Тяжело дыша от быстрого бега, мы все, и взрослые и ребята, молча подходили, по очереди наклонялись, читали бисерно-мелкую, светлыми буквами на черном фоне, надпись, отступали на несколько шагов и останавливались неподвижно, задумчиво оглядывая самую картину…
На картине был изображен темный дубовый, совсем простой стол, а на столе на первом плане лежал небольшой, с тончайшей серебряной резьбой на рукоятке кинжал, возле кинжала распласталась мертвая птица величиной с голубя, песочно-желтого или, скорее, палевого цвета, с открытым клювом и тускло-свинцовым, потухшим глазом. Сзади птицы стоял хрустальный бокал с отбитым краем. Фон картины был неопределенный, синевато-серый.

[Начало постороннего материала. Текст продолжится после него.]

PR #182, opened 2021-01-16
Add task_args and task_kwargs to searchable fields

gopackgo90:
Adding `task_args` and `task_kwargs` to searchable fields in the admin. This is particularly useful in case the arguments provided are specific ids of objects or unique fields.


gopackgo90:
@auvipy, if you're doing a release soon, do you think this could be added to it? Thanks!

auvipy (approved):

PR #186, opened 2021-01-27
Don't raise an error when ChordCounter is not found

### LINKED ISSUE #177: ChordCounter DoesNotExist
I get this error for each task i launch:
```
  File "/home/ubuntu/venvs/earthalytics-api/lib/python3.8/site-packages/celery/app/trace.py", line 476, in trace_task
    mark_as_done(
  File "/home/ubuntu/venvs/earthalytics-api/lib/python3.8/site-packages/celery/backends/base.py", line 156, in mark_as_done
    self.on_chord_part_return(request, state, result)
  File "/home/ubuntu/venvs/earthalytics-api/lib/python3.8/site-packages/django_celery_results/backends/database.py", line 112, in on_chord_part_return
    ChordCounter.objects.select_for_update()
  File "/home/ubuntu/venvs/earthalytics-api/lib/python3.8/site-packages/django/db/models/query.py", line 429, in get
    raise self.model.DoesNotExist(
django_celery_results.models.ChordCounter.DoesNotExist: ChordCounter matching query does not exist.
```
Reinstalling all seems to fix for a while, after start that again.
Celery 5.0.2 and 2.0.0 django_results

AllexVeldman:
When upgrading from <2.0.0 while current chords are not finished, the ChordCounter object does not exist, breaking the chord.
The `celery.chord_unlock` Task created by the legacy chord should unlock any existing chord while new chord will create the proper ChordCounter object

closes #177

### DIFF
--- a/django_celery_results/backends/database.py
+++ b/django_celery_results/backends/database.py
@@ -137,8 +137,11 @@ class DatabaseBackend(BaseDictBackend):
             # SELECT FOR UPDATE is not supported on all databases
             chord_counter = (
                 ChordCounter.objects.select_for_update()
-                .get(group_id=gid)
+                .filter(group_id=gid).first()
             )
+            if chord_counter is None:
+                logger.warning("Can't find ChordCounter for Group %s", gid)
+                return
             chord_counter.count -= 1
             if chord_counter.count != 0:
                 chord_counter.save()
--- a/t/unit/backends/test_database.py
+++ b/t/unit/backends/test_database.py
@@ -725,6 +725,17 @@ class test_DatabaseBackend:
 
         request.chord.delay.assert_called_once()
 
+    def test_on_chord_part_return_counter_not_found(self):
+        """Test if the chord does not raise an error if the ChordCounter is not found
+
+        Basically this covers the case where a chord was created with a version
+        <2.0.0 and the update was done before the chord was finished
+        """
+        request = mock.MagicMock()
+        request.id = uuid()
+        request.group = uuid()
+        self.b.on_chord_part_return(request=request, state=None, result=None)
+
     def test_callback_failure(self):
         """Test if a failure in the chord callback is properly handled"""
         gid = uuid()


Rjevski:
I tested this (related to the other issue), it _seems_ to work fine regarding the steps to reproduce I posted on the issue. Now I get a `WARNING/ForkPoolWorker-1] Can't find ChordCounter for Group 8c429463-16c5-4844-b412-258578341ce5` but it seems to continue fine.

I'm not familiar with writing Celery result backends, but what actually calls `on_chord_part_return`? What puzzles me is that the PR that introduced this issue merely _added_ functions and doesn't seem to have anything calling them, so I'm not sure what that function is supposed to do and what potential impacts (that we don't see yet) it will have if the function just returns?

If it helps I can upload my test project in a repo so you can easily test this on your side. You'll need a Postgres DB (to be as close to the production use case I have, though now that I think of it I don't think it has any impact) and a Redis server.

auvipy:
> When upgrading from <2.0.0 while current chords are not finished, the ChordCounter object does not exist, breaking the chord.
> The `celery.chord_unlock` Task created by the legacy chord should unlock any existing chord while new chord will create the proper ChordCounter object
> 
> closes #177

I'm not familiar with writing Celery result backends, but what actually calls on_chord_part_return? What puzzles me is that the PR that introduced this issue merely added functions and doesn't seem to have anything calling them, so I'm not sure what that function is supposed to do and what potential impacts (that we don't see yet) it will have if the function just returns?

-- any thoughts about addressing this?

AllexVeldman:
> I tested this (related to the other issue), it _seems_ to work fine regarding the steps to reproduce I posted on the issue. Now I get a `WARNING/ForkPoolWorker-1] Can't find ChordCounter for Group 8c429463-16c5-4844-b412-258578341ce5` but it seems to continue fine.

I added that warning to at least indicate something happend that in normal operation shouldn't.

> I'm not familiar with writing Celery result backends, but what actually calls `on_chord_part_return`? What puzzles me is that the PR that introduced this issue merely _added_ functions and doesn't seem to have anything calling them, so I'm not sure what that function is supposed to do and what potential impacts (that we don't see yet) it will have if the function just returns?

`on_chord_part_return` is called in `mark_as_done`, `mark_as_failure` and `mark_as_revoked` on the base Backend class https://github.com/celery/celery/blob/29eda054555fa95c83210e5e6bc3e839c80bcd3b/celery/backends/base.py#L156
The default implementation is a no-op: https://github.com/celery/celery/blob/29eda054555fa95c83210e5e6bc3e839c80bcd3b/celery/backends/base.py#L590.

This is expected as the base backend relies on `celery.chord_unlock` task to unlock Chords (like `django_celery_results < 2.0.0`).

In my original implementation I let the exception raise because not finding the ChordCounter object would mean your callback will never be queued so it's at least clear something went wrong.
To allow this upgrade path of having a non-finished Chord while upgrading I don't see another viable option than to default back to the base Backend implementation (the no-op).

@auvipy what do you think?

auvipy:
> > I tested this (related to the other issue), it _seems_ to work fine regarding the steps to reproduce I posted on the issue. Now I get a `WARNING/ForkPoolWorker-1] Can't find ChordCounter for Group 8c429463-16c5-4844-b412-258578341ce5` but it seems to continue fine.
> 
> I added that warning to at least indicate something happend that in normal operation shouldn't.
> 
> > I'm not familiar with writing Celery result backends, but what actually calls `on_chord_part_return`? What puzzles me is that the PR that introduced this issue merely _added_ functions and doesn't seem to have anything calling them, so I'm not sure what that function is supposed to do and what potential impacts (that we don't see yet) it will have if the function just returns?
> 
> `on_chord_part_return` is called in `mark_as_done`, `mark_as_failure` and `mark_as_revoked` on the base Backend class https://github.com/celery/celery/blob/29eda054555fa95c83210e5e6bc3e839c80bcd3b/celery/backends/base.py#L156
> The default implementation is a no-op: https://github.com/celery/celery/blob/29eda054555fa95c83210e5e6bc3e839c80bcd3b/celery/backends/base.py#L590.
> 
> This is expected as the base backend relies on `celery.chord_unlock` task to unlock Chords (like `django_celery_results < 2.0.0`).
> 
> In my original implementation I let the exception raise because not finding the ChordCounter object would mean your callback will never be queued so it's at least clear something went wrong.
> To allow this upgrade path of having a non-finished Chord while upgrading I don't see another viable option than to default back to the base Backend implementation (the no-op).
> 
> @auvipy what do you think?

thats seems a reasonable default. I would merge this PR until we have any better solution

auvipy:
> I'm not familiar with writing Celery result backends, but what actually calls `on_chord_part_return`? What puzzles me is that the PR that introduced this issue merely _added_ functions and doesn't seem to have anything calling them, so I'm not sure what that function is supposed to do and what potential impacts (that we don't see yet) it will have if the function just returns?

the most helpful thing will be to digging the code & trying to figure out a better solution for the thing you are thinking could be improved :)

auvipy:
@arnau126 @asfaltboy if you don't have any other improvement offer I would like to merge this and release it as stopgap solution

Rjevski:
I think this solution is good. I've tried it locally and it appears to work fine - originally I was debugging a much larger issue (which involved the DB filling up with a large amount of bogus TaskResults - until it eventually ran out of space) but I assume this is related to my own code as I couldn't replicate it with the example code I provided (even adjusting it to match the chord pattern I have in the real codebase).

auvipy (approved):

auvipy:
thanks all!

Три алых пятна были самыми впечатляющими на картине. Одно пятно - это лужица крови на столе под грудкой птицы. Другое пятно - драгоценный камень, кажется рубин, на рукоятке кинжала. Величиной не больше лесного ореха, обрамленный серебром, он сверкал и искрился на солнце ярче огня. И третье пятно - это высокий хрустальный бокал, наполненный темно-красным, почти черным вином. Художник едва дотронулся до хрусталя кое-где светлыми мазками, и бокал заиграл и заискрился алым и алмазным блеском еще ярче рубина.
То ли ребята устали, то ли нас так захватила картина, но мы долго стояли перед нею молча. Я заметил слезы на Люсиных ресницах…
Вдруг кто-то прижался ко мне. Я оглянулся: ага, близнец с черным ремнем, - значит, Женя.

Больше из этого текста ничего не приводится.